*Input*.
+---+

PR #41, opened 2015-09-03
User Documentation

jrevels:
This PR provides extensive user documentation for the latest version of this package.

It's written in ReST and built using Sphinx. My intention was to put these docs on [readthedocs](https://readthedocs.org/) (RTD), a popular documentation platform for Julia projects. However, RTD still hosts the old documentation for this package under @scidom's account (see [here](https://readthedocs.org/projects/forwarddiffjl/); you may notice that I recently triggered a new build to see what would happen, but it only rebuilt the old docs).

I don't know the right way propagate this repo's information to RTD when I'm not the account holder for the project...is just set up to reflect what's on the master branch? I only have a little prior experience with RTD, so any advice would be great.


mlubin:
We've actually been migrating away from RTD for various reasons. @IainNZ, any suggestions?

IainNZ:
My money for the future is actually http://www.mkdocs.org/ hosted on a gh-pages branch for the package (generated manually offline). Thats Markdown though...

jrevels:
I can translate this to Markdown if that's the route we want to go. I'm more familiar with MkDocs than I  am with Sphinx anyway.

Funny story, I had never written ReST before this. Even if it doesn't get used, I have to say, I'm pretty impressed with ReST as a markup syntax. C'est la vie.

@mlubin Just let me know what you think is the best way forward. I've don't have any experience making GitHub project pages, but deploying the docs via GitHub rather than having to deal with a whole different site sounds pretty appealing.

jrevels:
Also, it seems to be the case that we could, in fact, build the current Sphinx documentation using the RTD theme, then simply deploy that from a `gh-pages` branch. That's my vote, anyway.

jrevels:
Just pushed the build from the `docs` branch to a [`gh-pages` branch](https://github.com/JuliaDiff/ForwardDiff.jl/tree/gh-pages) and the it appears to work quite nicely; go to [http://www.juliadiff.org/ForwardDiff.jl/](http://www.juliadiff.org/ForwardDiff.jl/) to see for yourself.

mlubin:
Looks pretty good to me, who needs RTD. How did you get juliadiff.org working?

IainNZ:
Yeah thats the way to got @jrevels. @mlubin I think its just the default behaviour for orgs on Github.

mlubin:
Oh, fancy

jrevels:
Yup, what @IainNZ said. Should I merge this now, then?

Once this is merged, I'm basically ready to officially tag and release ForwardDiff v0.1.0. How do we want to handle versioning? Just stick with tags or have separate (also tagged) branches (e.g. `release-0.1`, `release-0.2`, etc.)?

The more relevant question for this PR: How do we maintain separate doc versions if we go the `gh-pages` route? Maybe we don't even want to bother with that...if people *really* need it, they can always build the documentation from an earlier version themselves.

mlubin:
Not sure there's a need for versioned docs or branches at this point. A ``NEWS.md`` file would be helpful though.

jrevels:
Sounds good.

> A NEWS.md file would be helpful though.

Maybe we should just have a `News` section at the bottom of the README?

mlubin:
Sure, whichever you prefer

mlubin:
@scidom, could you give me admin access to the ForwardDiff readthedocs page? My username is mlubin.

mlubin:
@jrevels, may want to mention at the top of the readme that only 0.4 is supported, and installing the package on 0.3 will get you an old version.

jrevels:
> @jrevels, may want to mention at the top of the readme that only 0.4 is supported, and installing the package on 0.3 will get you an old version.

Done.

PR #45, opened 2015-09-07
Jacobian of functions of the form `f!(output, x)`

### LINKED ISSUE #44: Differentiation of functions of the form `f!(x, y)` where `x` is the input and `y` is the output
If memory serves, a pervious version of ForwardDiff supported functions that looked like this:

```julia
function sphere2cart!(xin::Vector, xout::Vector)
    rho, theta, phi = xin
    rho_sin_phi = rho * sin(phi)
    xout[1] = rho_sin_phi * cos(theta)
    xout[2] = rho_sin_phi * sin(theta)
    xout[3] = rho * cos(phi)
end
```

However now (according to the docs, anyway), it seems I am only allowed to write:

```julia
function sphere2cart(xin::Vector)
    rho, theta, phi = xin
    rho_sin_phi = rho * sin(phi)
    x = rho_sin_phi * cos(theta)
    y = rho_sin_phi * sin(theta)
    z = rho * cos(phi)
    return [x, y, z]
end
```

Sadly, this second form is considerably slower, due to the allocation of the result vector.  Is there any way take the Jacobian of a vector-valued function written using the *result placement* style?

jrevels:
This PR resolves #44.

### DIFF
--- a/docs/source/perf_diff.rst
+++ b/docs/source/perf_diff.rst
@@ -1,6 +1,21 @@
 Performing Differentiation
 ==========================
 
+Restrictions on the target function
+-----------------------------------
+
+ForwardDiff.jl can only differentiate functions that adhere to the following rules:
+
+- **The function must be univariate** (an exception to this is found in the ``jacobian`` method below).
+
+- **The function's argument types cannot be too restrictively annotated.** In this case, "too restrictive" means more restrictive than ``x::Vector`` or ``x::Number``.
+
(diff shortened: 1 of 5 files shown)


docs/source/perf_diff.rst
```diff
@@ -1,6 +1,21 @@
 Performing Differentiation
 ==========================
 
+Restrictions on the target function
+-----------------------------------
+
+ForwardDiff.jl can only differentiate functions that adhere to the following rules:
+
+- **The function must be univariate** (an exception to this is found in the ``jacobian`` method below).
```
mlubin: Univariate usually means scalar-valued input. Taking only one argument (which itself could be a vector) is something else, I think.

PR #51, opened 2015-09-11
Dev Docs - Overview and Types

jrevels:
This PR provides some much-needed developer documentation.

I've currently addressed the basics of the ForwardDiffNumber types, and added a small section for explaining why Julia is useful for FAD (@mlubin will probably recognize this).

~~I still want to explain the basics of how the API works, and the caching layer. After covering those two topics, I think this will be ready to merge.~~ I'm going to merge this as-is, and cover further topics in new PRs.

### DIFF
--- a/docs/source/types.rst
+++ b/docs/source/types.rst
@@ -123,7 +123,7 @@ A ``HessianNumber`` can be intepreted as an ensemble of hyper-dual numbers. The 
       |       |       |        /        |        \       |       |      |       |
     c₁ϵ₁ϵ₂  c₂ϵ₁ϵ₂  c₃ϵ₁ϵ₂  c₄ϵ₁ϵ₂    c₅ϵ₁ϵ₂   c₆ϵ₁ϵ₂  c₇ϵ₁ϵ₂  c₈ϵ₁ϵ₂  c₉ϵ₁ϵ₂  c₉ϵ₁ϵ₂
 
-Each root-to-leaf path represents an individual hyper-dual number. Labeling the indices of :math:`b` values on the second level with :math:`i`, and those on the third level with :math:`j`, the definition for an individual hyper-dual number :math:`h_{ij}` (where :math:`i \geq j`) in the above tree is:
+Each root-to-leaf path represents an individual hyper-dual number. Labeling the indices of :math:`b` values on the :math:`\epsilon_1` level with :math:`i`, and those on the :math:`\epsilon_2` level with :math:`j`, the definition for an individual hyper-dual number :math:`h_{ij}` (where :math:`i \geq j`) in the above tree is:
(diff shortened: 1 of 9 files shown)


docs/source/types.rst
```diff
@@ -0,0 +1,231 @@
...
+
+    i \leq j \leq N
+
+    i \leq k \leq j
+
+    M = \frac{N(N+1)(N+2)}{6}
+
+    d_p \in \{d_1, d_2, d_3...d_{M-1}, d_M\}
+
+    p_{ijkN} &= k + \left[\sum_{\alpha=i}^{j}\alpha-i+1\right] + \left[\sum_{\alpha=1}^{i-1} \sum_{\beta=\alpha}^{N}\beta-\alpha+1\right] \\
```
jrevels: This line appears to be incorrect. It's supposed to be formula for going from (i,j,k) --> p in the loop

```julia
function loop(N)
    p = 1
    for i in 1:N
        for j in i:N
            for k in i:j
                println((i,j,k), "-->", p)
                p += 1
            end
        end
    end
end
```

Must've made a math error somewhere...

KristofferC:
Would it be possible to give some advice to what someone who wants to start hacking on this should focus on. Any performance bottle necks that would be good to look at our possible new features?  I always had the experience that just a few lines of what to look into can greatly reduce the barrier for a first commit.

jrevels:
> Would it be possible to give some advice to what someone who wants to start hacking on this should focus on.

I think having a "How to Contribute" section is a good idea, thanks for the suggestion. Specifically, there's a lot of low-hanging fruit for anybody willing to implement new functions on ForwardDiffNumbers, or hand-optimize some of the auto-generated functions. I'll be sure to include a short tutorial for how to do so.

docs/source/types.rst
```diff
@@ -0,0 +1,231 @@
...
+.. _`hyper-dual numbers`: https://adl.stanford.edu/hyperdual/Fike_AIAA-2011-886.pdf
+
+``Partials{T,C}`` 
+-----------------
+
+.. code-block:: julia
+    
+    immutable Partials{T,C}
+        data::C
+        Partials{N}(data::NTuple{N,T}) = new(data)
```
mlubin: Why do these need to be inner constructors?

mlubin:
Did a quick read of the text and LGTM

docs/source/types.rst
jrevels: To enforce `T == eltype(C)`. It also allows gives newcomers to the code an idea of what `C` is actually supposed to be. I could've used outer constructors here, I guess, but then the `T == eltype(C)` restriction wouldn't be inherent to the type definition.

+---+

*Exercise aim*.
Give back the opening line of the records above and every line after it, up to and including the one with "It's written in", unchanged.

*Answer area*.
PR #41, opened 2015-09-03
User Documentation

jrevels:
This PR provides extensive user documentation for the latest version of this package.

It's written in ReST and built using Sphinx. My intention was to put these docs on [readthedocs](https://readthedocs.org/) (RTD), a popular documentation platform for Julia projects. However, RTD still hosts the old documentation for this package under @scidom's account (see [here](https://readthedocs.org/projects/forwarddiffjl/); you may notice that I recently triggered a new build to see what would happen, but it only rebuilt the old docs).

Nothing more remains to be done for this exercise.